DATASET EXTRACT.

PR #42, opened 2025-01-06
Flow complete fix

andreibratu:
* Simplified the code that kept track of the trace built by decorators - instead of relying on the global TRACE_CONTEXT variable, we are only peeking at the status of the ancestor on the level above
* Aligned the Python SDK with TS SDK: we now properly support spans created by LLM library streaming calls. To do this, the instrument spans have a complete bool property attached to them. The bool is false on span creation and turns true when the streaming ends. The Prompt span is no longer exported immediately after the decorated function exit, but only after all instrumentor spans underneath it are uploaded
* The exporter correctly completes flow traces - instead of waiting for the program exit to upload the spans, I am attaching a new span attribute instructing the exporter which spans' logs should be uploaded before completing the flow log. To make this work, the processor keeps a running list of spans as they start, which belong in a particular trace. The list is attached to the flow span during the onEnd signal. The spans created by utilities will no longer have a UUIDv4 name but be named after the log type they carry, e.g., `humanloop.prompt` or `humanloop.flow`. This is also more dogmatic with how OT does things
* Renamed the decorators module to utilities to align with the name used in TS SDK

Things to look out for: I am introducing some async wait logic for the streaming case in the processor. I use a thread pool to not block the main thread. Please double-check if it makes sense and if there are no gotchas


tests/utilities/test_flow_decorator.py
```diff
@@ -135,18 +137,7 @@ def test_decorators_with_flow_decorator(
     # THEN the span are returned bottom to top
     assert read_from_opentelemetry_span(span=spans[1], key=HUMANLOOP_FILE_KEY)["tool"]
     assert read_from_opentelemetry_span(span=spans[2], key=HUMANLOOP_FILE_KEY)["prompt"]
-    # assert read_from_opentelemetry_span(span=spans[3], key=HL_FILE_OT_KEY)["flow"]
```
andreibratu, line 138: No longer relying on TRACE_FLOW_CONTEXT here, using the ancestor to determine that logs are uploaded correctly.

tests/utilities/test_flow_decorator.py
```diff
@@ -161,6 +152,10 @@ def test_flow_decorator_flow_in_flow(
     # WHEN Calling the _test_flow_in_flow function with specific messages
     _flow_over_flow(call_llm_messages)
 
+    # Wait for the Prompt span to be exported; It was asynchronously waiting
+    # on the OpenAI call span to finish first
+    time.sleep(1)
```
andreibratu, line 167: Added some time.sleep in tests since the processor now waits async before sending the HL spans to processor

tests/utilities/test_flow_decorator.py
```diff
@@ -281,18 +257,17 @@ def test_flow_decorator_hl_exporter_flow_inside_flow(
...
-        flow_span = mock_export_method.call_args_list[4][0][0][0]
-        nested_flow_span = mock_export_method.call_args_list[3][0][0][0]
-        assert (last_span_flow_metadata := TRACE_FLOW_CONTEXT.get(flow_span.get_span_context().span_id))
-        assert (flow_span_flow_metadata := TRACE_FLOW_CONTEXT.get(nested_flow_span.get_span_context().span_id))
-        assert flow_span_flow_metadata["trace_parent_id"] == flow_span.context.span_id
-        assert last_span_flow_metadata["is_flow_log"]
-        assert flow_span_flow_metadata["is_flow_log"]
+
+        # THEN one of the flows is nested inside the other
+        spans: list[ReadableSpan] = [mock_export_method.call_args_list[i][0][0][0] for i in range(1, 5)]
```
andreibratu, line 277: Order of spans is no longer guaranteed due to async mechanism in processor, tests should no longer rely or test for order

src/humanloop/otel/exporter.py
```diff
@@ -178,42 +176,64 @@ def _do_work(self):
...
+                    span_to_export.name,
                 )
             else:
-                # Requeue the Span to be uploaded later
+                # Requeue the Span and upload after its parent
                 self._upload_queue.put((span_to_export, evaluation_context))
             self._upload_queue.task_done()
 
+    def _mark_span_completed(self, span_id: int) -> None:
+        for flow_log_span_id, flow_children_span_ids in self._flow_log_prerequisites.items():
```
olehvell-h, line 203: potentially dumb question: Right now we mark flow as complete only if `self._flow_log_prerequisites.items()` is not empty - is it always the case? Aka do we ever need to mark it as complete when self._flow_log_prerequisites.items() is empty

src/humanloop/otel/exporter.py
```diff
@@ -178,42 +176,64 @@ def _do_work(self):
...
+        parent_span_id = span.parent.span_id if span.parent else None
+
+        while parent_span_id and self._span_id_to_uploaded_log_id.get(parent_span_id) is None:
+            logger.debug(
+                "[HumanloopSpanExporter] Span %s %s waiting for parent %s to be uploaded",
+                span.context.span_id,
+                span.name,
+                parent_span_id,
+            )
+            time.sleep(0.1)
```
olehvell-h: discussed offline - if time.sleep potentailly increases latency - maybe remove it

src/humanloop/prompts/client.py
```diff
@@ -3094,116 +3100,125 @@ async def upsert(
...
+                        template=[
+                            {
+                                "content": "You are a helpful coding assistant specialising in {{language}}",
+                                "role": "system",
+                            }
+                        ],
+                        provider="openai",
+                        max_tokens=-1,
+                        temperature=0.7,
+        <<<<<<< HEAD
```
olehvell-h, line 3208: oups

pyproject.toml
```diff
@@ -1,3 +1,6 @@
+[project]
+name = "humanloop"
```
olehvell-h, line 2: Is it necessary, aka why was it added now?

olehvell-h (approved):
make sense to me! 

I haven't propertly understood all logic, so don't count to much on my review. At the same time I don't see a reason not to approve it.   Maybe spend a bit of extra time on qaing just to make sure.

WHAT YOU NEED TO DO.
Reproduce the listing above verbatim.

OUTPUT FOR THIS EXERCISE.
PR #42, opened 2025-01-06
Flow complete fix

andreibratu:
* Simplified the code that kept track of the trace built by decorators - instead of relying on the global TRACE_CONTEXT variable, we are only peeking at the status of the ancestor on the level above
* Aligned the Python SDK with TS SDK: we now properly support spans created by LLM library streaming calls. To do this, the instrument spans have a complete bool property attached to them. The bool is false on span creation and turns true when the streaming ends. The Prompt span is no longer exported immediately after the decorated function exit, but only after all instrumentor spans underneath it are uploaded
* The exporter correctly completes flow traces - instead of waiting for the program exit to upload the spans, I am attaching a new span attribute instructing the exporter which spans' logs should be uploaded before completing the flow log. To make this work, the processor keeps a running list of spans as they start, which belong in a particular trace. The list is attached to the flow span during the onEnd signal. The spans created by utilities will no longer have a UUIDv4 name but be named after the log type they carry, e.g., `humanloop.prompt` or `humanloop.flow`. This is also more dogmatic with how OT does things
* Renamed the decorators module to utilities to align with the name used in TS SDK

Things to look out for: I am introducing some async wait logic for the streaming case in the processor. I use a thread pool to not block the main thread. Please double-check if it makes sense and if there are no gotchas


tests/utilities/test_flow_decorator.py
```diff
@@ -135,18 +137,7 @@ def test_decorators_with_flow_decorator(
     # THEN the span are returned bottom to top
     assert read_from_opentelemetry_span(span=spans[1], key=HUMANLOOP_FILE_KEY)["tool"]
     assert read_from_opentelemetry_span(span=spans[2], key=HUMANLOOP_FILE_KEY)["prompt"]
-    # assert read_from_opentelemetry_span(span=spans[3], key=HL_FILE_OT_KEY)["flow"]
```
andreibratu, line 138: No longer relying on TRACE_FLOW_CONTEXT here, using the ancestor to determine that logs are uploaded correctly.

tests/utilities/test_flow_decorator.py
```diff
@@ -161,6 +152,10 @@ def test_flow_decorator_flow_in_flow(
     # WHEN Calling the _test_flow_in_flow function with specific messages
     _flow_over_flow(call_llm_messages)
 
+    # Wait for the Prompt span to be exported; It was asynchronously waiting
+    # on the OpenAI call span to finish first
+    time.sleep(1)
```
andreibratu, line 167: Added some time.sleep in tests since the processor now waits async before sending the HL spans to processor

tests/utilities/test_flow_decorator.py
```diff
@@ -281,18 +257,17 @@ def test_flow_decorator_hl_exporter_flow_inside_flow(
...
-        flow_span = mock_export_method.call_args_list[4][0][0][0]
-        nested_flow_span = mock_export_method.call_args_list[3][0][0][0]
-        assert (last_span_flow_metadata := TRACE_FLOW_CONTEXT.get(flow_span.get_span_context().span_id))
-        assert (flow_span_flow_metadata := TRACE_FLOW_CONTEXT.get(nested_flow_span.get_span_context().span_id))
-        assert flow_span_flow_metadata["trace_parent_id"] == flow_span.context.span_id
-        assert last_span_flow_metadata["is_flow_log"]
-        assert flow_span_flow_metadata["is_flow_log"]
+
+        # THEN one of the flows is nested inside the other
+        spans: list[ReadableSpan] = [mock_export_method.call_args_list[i][0][0][0] for i in range(1, 5)]
```
andreibratu, line 277: Order of spans is no longer guaranteed due to async mechanism in processor, tests should no longer rely or test for order

src/humanloop/otel/exporter.py
```diff
@@ -178,42 +176,64 @@ def _do_work(self):
...
+                    span_to_export.name,
                 )
             else:
-                # Requeue the Span to be uploaded later
+                # Requeue the Span and upload after its parent
                 self._upload_queue.put((span_to_export, evaluation_context))
             self._upload_queue.task_done()
 
+    def _mark_span_completed(self, span_id: int) -> None:
+        for flow_log_span_id, flow_children_span_ids in self._flow_log_prerequisites.items():
```
olehvell-h, line 203: potentially dumb question: Right now we mark flow as complete only if `self._flow_log_prerequisites.items()` is not empty - is it always the case? Aka do we ever need to mark it as complete when self._flow_log_prerequisites.items() is empty

src/humanloop/otel/exporter.py
```diff
@@ -178,42 +176,64 @@ def _do_work(self):
...
+        parent_span_id = span.parent.span_id if span.parent else None
+
+        while parent_span_id and self._span_id_to_uploaded_log_id.get(parent_span_id) is None:
+            logger.debug(
+                "[HumanloopSpanExporter] Span %s %s waiting for parent %s to be uploaded",
+                span.context.span_id,
+                span.name,
+                parent_span_id,
+            )
+            time.sleep(0.1)
```
olehvell-h: discussed offline - if time.sleep potentailly increases latency - maybe remove it

src/humanloop/prompts/client.py
```diff
@@ -3094,116 +3100,125 @@ async def upsert(
...
+                        template=[
+                            {
+                                "content": "You are a helpful coding assistant specialising in {{language}}",
+                                "role": "system",
+                            }
+                        ],
+                        provider="openai",
+                        max_tokens=-1,
+                        temperature=0.7,
+        <<<<<<< HEAD
```
olehvell-h, line 3208: oups

pyproject.toml
```diff
@@ -1,3 +1,6 @@
+[project]
+name = "humanloop"
```
olehvell-h, line 2: Is it necessary, aka why was it added now?

olehvell-h (approved):
make sense to me! 

I haven't propertly understood all logic, so don't count to much on my review. At the same time I don't see a reason not to approve it.   Maybe spend a bit of extra time on qaing just to make sure.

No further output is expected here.